PR #2022, opened 2025-09-18
feat: Token Validation via Auth Server UserInfo endpoint

sdelamo:
see: https://openid.net/specs/openid-connect-core-1_0.html#UserInfo

This feature is necessary to support a Micronaut application acting as an MCP Server with OAuth authentication.

### DIFF
--- a/security-oauth2/src/main/java/io/micronaut/security/oauth2/endpoint/userinfo/UserInfoClientFactory.java
+++ b/security-oauth2/src/main/java/io/micronaut/security/oauth2/endpoint/userinfo/UserInfoClientFactory.java
@@ -25,6 +25,7 @@ import io.micronaut.core.annotation.NonNull;
 import io.micronaut.core.annotation.Nullable;
 import io.micronaut.core.util.StringUtils;
 import io.micronaut.http.client.HttpClient;
+import io.micronaut.http.client.HttpClientConfiguration;
 import io.micronaut.inject.qualifiers.Qualifiers;
 import io.micronaut.security.oauth2.client.OpenIdProviderMetadata;
 import io.micronaut.security.oauth2.configuration.OpenIdClientConfiguration;
@@ -38,9 +39,12 @@ import java.net.URL;
 @Internal
 final class UserInfoClientFactory {
     private final BeanContext beanContext;
+    private final HttpClientConfiguration httpClientConfiguration;
 
-    UserInfoClientFactory(BeanContext beanContext) {
+    UserInfoClientFactory(BeanContext beanContext,
+                          HttpClientConfiguration httpClientConfiguration) {
         this.beanContext = beanContext;
+        this.httpClientConfiguration = httpClientConfiguration;
     }
 
     @EachBean(OpenIdProviderMetadata.class)
@@ -57,7 +61,7 @@ final class UserInfoClientFactory {
     @Singleton
     UserInfoClientTokenValidator createUserInfoClient(UserInfoClientTokenValidatorConfiguration config) {
         try {
-            HttpClient httpClient = beanContext.createBean(HttpClient.class, new URL(config.baseUrl()));
+            HttpClient httpClient = beanContext.createBean(HttpClient.class, new URL(config.baseUrl()), httpClientConfiguration);
             return new UserInfoClientTokenValidator(config.name(), httpClient, config.path());
         } catch (MalformedURLException e) {
             throw new DisabledBeanException("Malformed URL Exception for UserInfo endpoint " + config.baseUrl() + " for " + config.getName());
--- a/security-oauth2/src/main/java/io/micronaut/security/oauth2/endpoint/userinfo/UserInfoClientFactory.java
+++ b/security-oauth2/src/main/java/io/micronaut/security/oauth2/endpoint/userinfo/UserInfoClientFactory.java
@@ -36,7 +36,7 @@ import java.net.URL;
 
 @Factory
 @Internal
-class UserInfoClientFactory {
+final class UserInfoClientFactory {
     private final BeanContext beanContext;
 
     UserInfoClientFactory(BeanContext beanContext) {
--- a/security-oauth2/src/main/java/io/micronaut/security/oauth2/endpoint/userinfo/UserInfoClientFactory.java
+++ b/security-oauth2/src/main/java/io/micronaut/security/oauth2/endpoint/userinfo/UserInfoClientFactory.java
@@ -1,0 +1,94 @@
+/*
+ * Copyright 2017-2025 original authors
+ *
+ * Licensed under the Apache License, Version 2.0 (the "License");
+ * you may not use this file except in compliance with the License.
+ * You may obtain a copy of the License at
+ *
+ * https://www.apache.org/licenses/LICENSE-2.0
+ *
+ * Unless required by applicable law or agreed to in writing, software
+ * distributed under the License is distributed on an "AS IS" BASIS,
+ * WITHOUT WARRANTIES OR CONDITIONS OF ANY KIND, either express or implied.
+ * See the License for the specific language governing permissions and
+ * limitations under the License.
+ */
+package io.micronaut.security.oauth2.endpoint.userinfo;
+
+import io.micronaut.context.BeanContext;
+import io.micronaut.context.annotation.EachBean;
+import io.micronaut.context.annotation.Factory;
+import io.micronaut.context.annotation.Prototype;
+import io.micronaut.context.exceptions.DisabledBeanException;
+import io.micronaut.core.annotation.Internal;
+import io.micronaut.core.annotation.NonNull;
+import io.micronaut.core.annotation.Nullable;
+import io.micronaut.core.util.StringUtils;
+import io.micronaut.http.client.HttpClient;
+import io.micronaut.inject.qualifiers.Qualifiers;
+import io.micronaut.security.oauth2.client.OpenIdProviderMetadata;
+import io.micronaut.security.oauth2.configuration.OpenIdClientConfiguration;
+import io.micronaut.security.oauth2.configuration.endpoints.EndpointConfiguration;
+import jakarta.inject.Singleton;
+
+import java.net.MalformedURLException;
+import java.net.URL;
+
+@Factory
+@Internal
+class UserInfoClientFactory {
+    private final BeanContext beanContext;
+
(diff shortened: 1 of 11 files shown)


security-oauth2/src/main/java/io/micronaut/security/oauth2/configuration/OauthClientConfigurationProperties.java
```diff
@@ -620,7 +620,8 @@ public static class RegistrationEndpointConfigurationProperties extends DefaultE
          * User info endpoint configuration.
          */
         @ConfigurationProperties("user-info")
-        public static class UserInfoEndpointConfigurationProperties extends DefaultEndpointConfiguration { }
+        public static class UserInfoEndpointConfigurationProperties extends DefaultEndpointConfiguration {
+        }
```
sdelamo:
```suggestion
        public static class UserInfoEndpointConfigurationProperties extends DefaultEndpointConfiguration { }
```

security-oauth2/src/main/java/io/micronaut/security/oauth2/endpoint/userinfo/UserInfoClientFactory.java
```diff
@@ -0,0 +1,94 @@
...
+import io.micronaut.security.oauth2.configuration.OpenIdClientConfiguration;
+import io.micronaut.security.oauth2.configuration.endpoints.EndpointConfiguration;
+import jakarta.inject.Singleton;
+
+import java.net.MalformedURLException;
+import java.net.URL;
+
+@Factory
+@Internal
+class UserInfoClientFactory {
```
graemerocher, line 39: probably can be `final`

security-oauth2/src/main/java/io/micronaut/security/oauth2/endpoint/userinfo/UserInfoClientFactory.java
```diff
@@ -0,0 +1,94 @@
...
+            userInfoEndpoint = metadata.getUserinfoEndpoint();
+        }
+        return createUserInfoClientWithUrl(userInfoEndpoint, metadata.getName());
+    }
+
+    @EachBean(UserInfoClientTokenValidatorConfiguration.class)
+    @Singleton
+    UserInfoClientTokenValidator createUserInfoClient(UserInfoClientTokenValidatorConfiguration config) {
+        try {
+            HttpClient httpClient = beanContext.createBean(HttpClient.class, new URL(config.baseUrl()));
```
graemerocher, line 60: where is the client closed / shutdown?

security-oauth2/src/main/java/io/micronaut/security/oauth2/endpoint/userinfo/UserInfoClientFactory.java
```diff
@@ -0,0 +1,94 @@
...
+    @NonNull
+    private UserInfoClientTokenValidatorConfiguration createUserInfoClientWithUrl(@Nullable String userInfoEndpoint,
+                                                                                  @NonNull String name) {
+        if (StringUtils.isEmpty(userInfoEndpoint)) {
+            throw new DisabledBeanException("UserInfo endpoint not set for " + name);
+        }
+        try {
+            URL url = new URL(userInfoEndpoint);
+            String path = url.getPath();
+            String baseUrl = url.toString().substring(0, url.toString().indexOf(path));
```
graemerocher, line 84: is this URL from user input? If so is it sanitised and prevented from being relative?

security-oauth2/src/main/java/io/micronaut/security/oauth2/endpoint/userinfo/UserInfoClientTokenValidator.java
```diff
@@ -0,0 +1,86 @@
...
+import reactor.core.publisher.Mono;
+
+import java.io.Closeable;
+import java.io.IOException;
+
+/**
+ * {@link TokenValidator} which uses a remote `UserInfo` endpoint to validate a token.
+ */
+@Internal
+class UserInfoClientTokenValidator implements Closeable, TokenValidator<HttpRequest<?>>, Named {
```
graemerocher, line 40: can be `final`

security-oauth2/src/main/java/io/micronaut/security/oauth2/endpoint/userinfo/UserInfoClientFactory.java
graemerocher, line 60: I don't think a new client is needed for each validator. Can you not just use the default client and pass absolute URLs to `retrieve`?

security-oauth2/src/main/java/io/micronaut/security/oauth2/endpoint/userinfo/UserInfoClientTokenValidator.java
```diff
@@ -0,0 +1,86 @@
...
+            .flatMap(m -> {
+                Object subject = m.get(Claims.SUBJECT);
+                if (subject == null) {
+                    return Mono.empty();
+                }
+                return Mono.just(Authentication.build(subject.toString(), m));
+            })
+            .onErrorResume(t -> {
+                if (LOG.isDebugEnabled()) {
+                    LOG.debug(t.getMessage(), t);
```
graemerocher, line 76: add more detail to this error message of where this went wrong

security-oauth2/src/main/java/io/micronaut/security/oauth2/endpoint/userinfo/UserInfoClientTokenValidator.java
```diff
@@ -0,0 +1,86 @@
...
+    @Override
+    public void close() throws IOException {
+        httpClient.close();
+    }
+
+    @Override
+    @NonNull
+    public Publisher<Authentication> validateToken(@NonNull String token, @Nullable HttpRequest<?> request) {
+        return Mono.from(httpClient.retrieve(HttpRequest.GET(path).bearerAuth(token),
+                Argument.mapOf(String.class, Object.class)))
```
graemerocher, line 66: extract this `mapOf` to a constant

graemerocher (changes requested):

security-oauth2/src/main/java/io/micronaut/security/oauth2/endpoint/userinfo/UserInfoClientTokenValidator.java
sdelamo: resolved via https://github.com/micronaut-projects/micronaut-security/pull/2022/commits/0ee1c7bd985eea1a6b2e543b2e54fbc01d729edf

security-oauth2/src/main/java/io/micronaut/security/oauth2/endpoint/userinfo/UserInfoClientFactory.java
sdelamo: resolved via https://github.com/micronaut-projects/micronaut-security/pull/2022/commits/90d76f0c64d1c05a3b89b43ff060dd935d5d78eb

security-oauth2/src/main/java/io/micronaut/security/oauth2/endpoint/userinfo/UserInfoClientTokenValidator.java
sdelamo: resolved via https://github.com/micronaut-projects/micronaut-security/pull/2022/commits/f2fc4ac034c6f512a099368630907dd5a04027cc

security-oauth2/src/main/java/io/micronaut/security/oauth2/endpoint/userinfo/UserInfoClientFactory.java
sdelamo: the client is shutdown in `UserInfoClientTokenValidator::close`

security-oauth2/src/main/java/io/micronaut/security/oauth2/endpoint/userinfo/UserInfoClientFactory.java
sdelamo: Typically, the `UserInfo` endpoint is fetched from `.well-known/openid-configuration`. For example, for Google, it is exposed here: https://accounts.google.com/.well-known/openid-configuration, and it has a value of https://openidconnect.googleapis.com/v1/userinfo.

However, if, for whatever reason, the auth server does not populate that `UseInfo` endpoint correctly, or the user needs to set it manually, we allow them to set it via configuration. For example, the user could set `micronaut.security.oauth2.clients.authserver.openid.user-info.url` and the configuration value takes precedence over the `.well-known/openid-configuration` value.

security-oauth2/src/main/java/io/micronaut/security/oauth2/endpoint/userinfo/UserInfoClientTokenValidator.java
sdelamo: An error is expected. I set the level to `debug` to avoid filling the application logs. For example, for an invalid token, we expect to get a 401 response for the `/userinfo` endpoint, and Micronaut HTTP Client will wrap it in an `HTTPClientResponseException`.

sdelamo: I added some extra logs in `debug` and move the generic logs to `trace`

https://github.com/micronaut-projects/micronaut-security/pull/2022/commits/fb998447b653b1c256b444d65a62836f3c247e82

security-oauth2/src/main/java/io/micronaut/security/oauth2/endpoint/userinfo/UserInfoClientFactory.java
sdelamo: What do you mean by the `default client`? There will typically be only one `UserInfoClientTokenValidator`   HTTP Client, as most applications will only have one OAuth2 client configured.

sdelamo: I passed the HTTP Client configuration so that users are able to configure it https://github.com/micronaut-projects/micronaut-security/pull/2022/commits/9e2e1027e82b78e8013abab34566c03f37e245e7

graemerocher (approved):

++++

From the entries, count the lines that hold the string "createUserInfoClientWithUrl". Nothing but the number is needed.

# [Reply to the task]
2